** Session Description: **The session consists of two 40 minute keynote lectures, followed by an open discussion led by the moderators.

Charge to Speakers and Audience: Discuss concepts, approaches and experience for (1) how domain knowledge can be maximally integrated into machine learning and (2) how the learning can be used to inform multi-scale models.

**Keynote Lectures (Tentative titles): **

1. Simulation-assisted machine learning, David Craft, Harvard Medical School.

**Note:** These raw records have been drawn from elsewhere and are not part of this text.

PR #3061, opened 2019-05-20
Implement explicit `watch` function and remove option

wbinnssmith:
Rather than implement watch as an option to the `Parcel` constructor, allow for callers to subscribe to results from a `.watch()` function instead.

Here's the interface:

```
  async watch(
    cb?: (err: ?Error, buildEvent?: BuildEvent) => mixed
  ): Promise<AsyncSubscription>;
```

`watch` accepts a callback that receives either an error object or a `BuildEvent`. `BuildEvent` is either a success or failure event identical to what we give reporters. 

Setting up a watch subscription itself is an asynchronous process, so a promise to an `AsyncSubscription` is returned. An `AsyncSubscription` is an object with an asynchronous `unsubscribe` method.

`parcel.watch()` supports multiple subscribers by returning a subscription object that allows callers to unsubscribe when they are no longer interested in events. On the first watch subscription, Parcel begins subscribing to the underlying `@parcel/watcher`, and when the last subscriber unsubscribes, the inner watcher subscription is unsubscribed and removed.

This means that `parcel.run()` has predictable behavior (always returning a promise of a single result), and that callers interested in build successes and failures over time (such as the server tests) can receive them.

Since `watch` is no longer a parcel option, reporters like the server reporter need to know when parcel has been invoked with `watch` as opposed to a single `run`. This change adds `watchStart` and `watchEnd` events to be broadcast to reporters, allowing for reporters to respond like starting a server. The `watchEnd` event is also awaited, so things like servers can be shut down.

Test Plan: Reworked server tests to use the watch api and new `watchStart` and `watchEnd` events.

### DIFF
--- a/packages/core/parcel/src/cli.js
+++ b/packages/core/parcel/src/cli.js
@@ -142,15 +142,21 @@ async function run(entries: Array<string>, command: any) {
     ...(await normalizeOptions(command))
   });
 
-  try {
-    await parcel.run();
-  } catch (e) {
-    // If an exception is thrown during Parcel.build, it is given to reporters in a
-    // buildFailure event. In watch mode, build exceptions won't be thrown beyond Parcel.
-    // If an exception is thrown outside of Parcel.build, it won't go through reporters
-    // and should be logged.
-    if (!(e instanceof BuildError)) console.error(e);
-    process.exit(1);
+  if (command.name() === 'watch' || command.name() === 'serve') {
+    await parcel.watch(err => {
+      if (err) {
+        throw err;
+      }
+    });
+  } else {
+    try {
+      await parcel.run();
+    } catch (e) {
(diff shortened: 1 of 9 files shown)


wbinnssmith:
cc @DeMoorJasper for changes to the server reporter

packages/core/parcel/src/cli.js
```diff
@@ -142,15 +142,23 @@ async function run(entries: Array<string>, command: any) {
...
+      if (err) {
+        throw err;
+      }
+    });
+  } else {
+    try {
+      await parcel.run();
+    } catch (e) {
+      // If an exception is thrown during Parcel.build, it is given to reporters in a
+      // buildFailure event. In watch mode, build exceptions won't be thrown beyond Parcel.
```
padmaia: Don't really need the "In watch mode[...]" sentence anymore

2. Predicting molecular properties with covariant compositional networks, Risi Kondor, University of Chicago.

**Keynote Speaker Bios:**

* Dr. David Craft *is an Assistant Professor and the Head of the Optimization and Systems Biology Lab at Harvard Medical School and MGH. His current focus is on the development of machine learning approaches for personalized cancer treatment. The main research questions related to this line of work are:

*what is the value of prior knowledge in this domain*and

*how can we best incorporate such expert knowledge?*

* Dr. Risi Kodor *is an Associate Professor in the Departments of Computer Science and Statistics at the University of Chicago. His current research interests lie in the areas of machine learning, statistical learning theory, non-commutative harmonic analysis, computational group theory, harmonic analysis on graphs and networks, theoretical computer science, and applications in computational physics and biology.

**Moderator Bios: **

* Dr. Paris Perdikaris *is an Assistant Professor in the Department of Mechanical Engineering and Applied Mechanics at the University of Pennsylvania. His work spans a wide range of areas in computational science and engineering, with a particular focus on the analysis and design of complex physical and biological systems using machine learning, stochastic modeling, computational mechanics, and high-performance computing.

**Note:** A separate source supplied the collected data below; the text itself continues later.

PR #3064, opened 2019-05-21
Restore rich CLI

wbinnssmith:
This restores the rich ink-based CLI to parcel 2. It was disabled following issues with the devserver, but those don't seem to be present anymore.

There is one behavioral change: we now only print the bundle report in production mode.

Additionally, an unrelated error where the server would continue to serve 500 pages after build errors were resolved has been fixed.

Test Plan: 
* Run the kitchen sink, simple, and react-hmr examples and verify output and relevant exit code.
* Start the hmr server in the react-hmr example and introduce a syntax error. Verify that hmr reflects the error without reload. Verify reloading shows a 500 page. Fix the error and reload without a 500 page.

### DIFF
--- a/packages/reporters/cli/src/CLIReporter.js
+++ b/packages/reporters/cli/src/CLIReporter.js
@@ -1,19 +1,149 @@
 // @flow strict-local
 
-import nullthrows from 'nullthrows';
+import type {
+  BundleGraph,
+  LogEvent,
+  ParcelOptions,
+  ProgressLogEvent,
+  ReporterEvent
+} from '@parcel/types';
+import type {RerenderFunc} from 'ink';
+
+import {prettifyTime} from '@parcel/utils';
+import {render} from 'ink';
 import {Reporter} from '@parcel/plugin';
 import React from 'react';
-import {render} from 'ink';
+
+import {getProgressMessage} from './utils';
+import logLevels from './logLevels';
 import UI from './UI';
 
-let ui: ?UI;
+type State = {|
+  progress: ?ProgressLogEvent,
+  logs: Array<LogEvent>,
+  bundleGraph: ?BundleGraph
+|};
+
+let state: State = {
+  progress: null,
+  logs: [],
+  bundleGraph: null
+};
+let rerender: RerenderFunc;
 
 export default new Reporter({
   report(event, options) {
-    if (!ui) {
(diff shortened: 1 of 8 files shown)


wbinnssmith:
Just pushed an update which lifts state outside of the `UI` component so that it is truly more ui-centric. This removes the need for the imperative `report` api on the UI component, relying on `ref` getting called synchronously during render, and moves it to more of a redux-style global state + reducer.

Let me know what you think @devongovett

packages/reporters/cli/src/CLIReporter.js
```diff
@@ -1,16 +1,142 @@
...
 
-let ui: ?UI;
-render(<UI ref={u => (ui = u)} />);
+type State = {|
+  progress: ?ProgressLogEvent,
+  logs: Array<LogEvent>,
+  bundleGraph: ?BundleGraph
+|};
+
+let state: State = {
```
wbinnssmith: this exposes the true global nature of this state (it was before through the global `UI` object`).

Maybe we should allow plugins to export factory functions that return disposables instead? Or even just a class reference? cc @jamiebuilds @jamiekyle-eb on the RFC

packages/reporters/cli/src/CLIReporter.js
```diff
@@ -1,16 +1,149 @@
...
+};
+let rerender: RerenderFunc;
 
 export default new Reporter({
   report(event, options) {
-    nullthrows(ui).report(event, options);
+    let newState = reducer(state, event, options);
+    let uiElement = <UI {...newState} options={options} />;
+    if (rerender) {
+      rerender(uiElement);
```
wbinnssmith: maybe we should just use redux to avoid all this? Instead of re-rendering at the top level each time, we'd render once and dispatch actions with these updates.

devongovett: seems like so much for one component...

packages/reporters/cli/src/CLIReporter.js
```diff
@@ -1,16 +1,149 @@
...
+    } else {
+      render(uiElement);
+    }
   }
 });
+
+function reducer(
```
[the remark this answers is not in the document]
wbinnssmith: hmm, even though `dispatch` should be stable, I'm not sure it's a good idea to expose it outside the render function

* Dr. William Cannon *is a Scientist in the Physical and Computational Sciences Division at the Pacific Northwest National Laboratory. His work combines modeling & simulation with data analysis to understand how cells change as a function of the environment, and more broadly to understand the principles of self-organization and the emergence of biological function.

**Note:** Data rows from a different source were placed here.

PR #3068, opened 2019-05-22
Added new info command 

jamesgeorge007:
# ↪️ Pull Request

Added a new `info` command which prints out information about the local environment (proves to be useful while submitting bug reports).

## 💻 Examples

`parcel info`

```bash 
Environment Info:

  System:
    OS: Linux 4.18 Ubuntu 18.10 (Cosmic Cuttlefish)
    CPU: (4) x64 Intel(R) Core(TM) i5-7200U CPU @ 2.50GHz
  Binaries:
    Node: 8.11.4 - /usr/bin/node
    Yarn: 1.17.0-0 - /usr/local/bin/yarn
    npm: 6.9.0 - /usr/local/bin/npm
  Browsers:
    Chrome: 74.0.3729.157
    Firefox: 66.0.5
  npmGlobalPackages:
    parcel-bundler: 1.12.3
```

## ✔️ PR Todo

### DIFF
--- a/packages/core/parcel-bundler/package.json
+++ b/packages/core/parcel-bundler/package.json
@@ -47,6 +47,7 @@
     "deasync": "^0.1.14",
     "dotenv": "^5.0.0",
     "dotenv-expand": "^4.2.0",
+    "envinfo": "^7.3.1",
     "fast-glob": "^2.2.2",
     "filesize": "^3.6.0",
     "get-port": "^3.2.0",
--- a/packages/core/parcel-bundler/src/cli.js
+++ b/packages/core/parcel-bundler/src/cli.js
@@ -1,5 +1,6 @@
 require('v8-compile-cache');
 const chalk = require('chalk');
+const envinfo = require('envinfo');
 const program = require('commander');
 const version = require('../package.json').version;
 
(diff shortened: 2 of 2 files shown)


jamesgeorge007:
@DeMoorJasper Thoughts :thinking:

mischnic:
One interesting info would be if that parcel instance is actually the globally installed one

jamesgeorge007:
> One interesting info would be if that parcel instance is actually the globally installed one

```bash
npmGlobalPackages:
    parcel-bundler: 1.12.3
```
It returns the globally installed `parcel-bundler` version.

DeMoorJasper:
@jamesgeorge007 but it does not return whether parcel is being used globally or locally or does it?

Global is globally installed local is executed from package.json

jamesgeorge007:
@DeMoorJasper  It does return the globally installed version as per now.

DeMoorJasper:
@jamesgeorge007 parcel can also be ran locally. Sometimes running it globally causes issues, so it would be helpfull to know whether the parcel instance is the global or local one.

Local being in npm_modules and global being global...

You currently do not print information about the local Parcel version nor whether it's actually using the global one.

For example if you use the scripts section in pkg.json for running parcel it will use the local version regardless of whether there is a global version installed. (So your output would give a false image as the local one could be a different version)

jamesgeorge007:
@DeMoorJasper What causes the CI build to fail :thinking:

jamesgeorge007:
@DeMoorJasper Made it such that both the local and global instances show up. Makes sense :thinking:

DeMoorJasper:
@jamesgeorge007 CI is just unstable, sometimes it's Azure DevOps being unstable, but usually it's just some command failing. We're not sure why though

**Workshop Discussion Questions:**

- Can theory-driven machine learning approaches enable the discovery interpretable models that not only can explain the observed data, but can elucidate mechanisms, distill causality, and help us probe interventions and counterfactuals in complex multiscale systems? For instance, causal inference generally uses various statistical measures such as partial correlation to infer causal influence. If instead, the appropriate statistical measure were known from the physics, such as a statistical odds ratio from thermodynamics, would the causal inference be more accurate or interpretable as a mechanism?
- Can theory-driven machine learning, combined with sparse and indirect measurements of the phenomena, produce a mechanistic understanding of how biological phenomena emerge?
- Can theory-driven machine learning approaches uncover meaningful and compact representations for complex inter-connected processes, and, subsequently, enable the cost-effective exploration of vast combinatorial spaces (e.g., design of bio-molecules with target properties)?
- Uncertainty quantification is the back-bone of decision making. Can theory-driven machine learning approaches enable the reliable characterization of predictive uncertainty and pinpoint its sources? The quantification of uncertainty has many practical applications such as decision making in the clinic, the robust design of synthetic biology pathways, drug target identification and drug risk assessment, as well as guiding the judicious acquisition of new data.
- Is deep learning necessary in theory-driven learning? In principle, the more domain knowledge that is incorporated into the model the less that needs to be learned and the easier the computing task will be.
- It is likely that the applications will utilize a range of techniques, from dynamic programming to variational methods to standard machine learning to deep learning. Is high performance computing required when theory-driven models are employed?
- What are the challenges and limitations of incorporating theory into machine learning for use with multiscale modeling? Are some machine learning methods, such as reinforcement learning, more conducive to integration with multiscale modeling?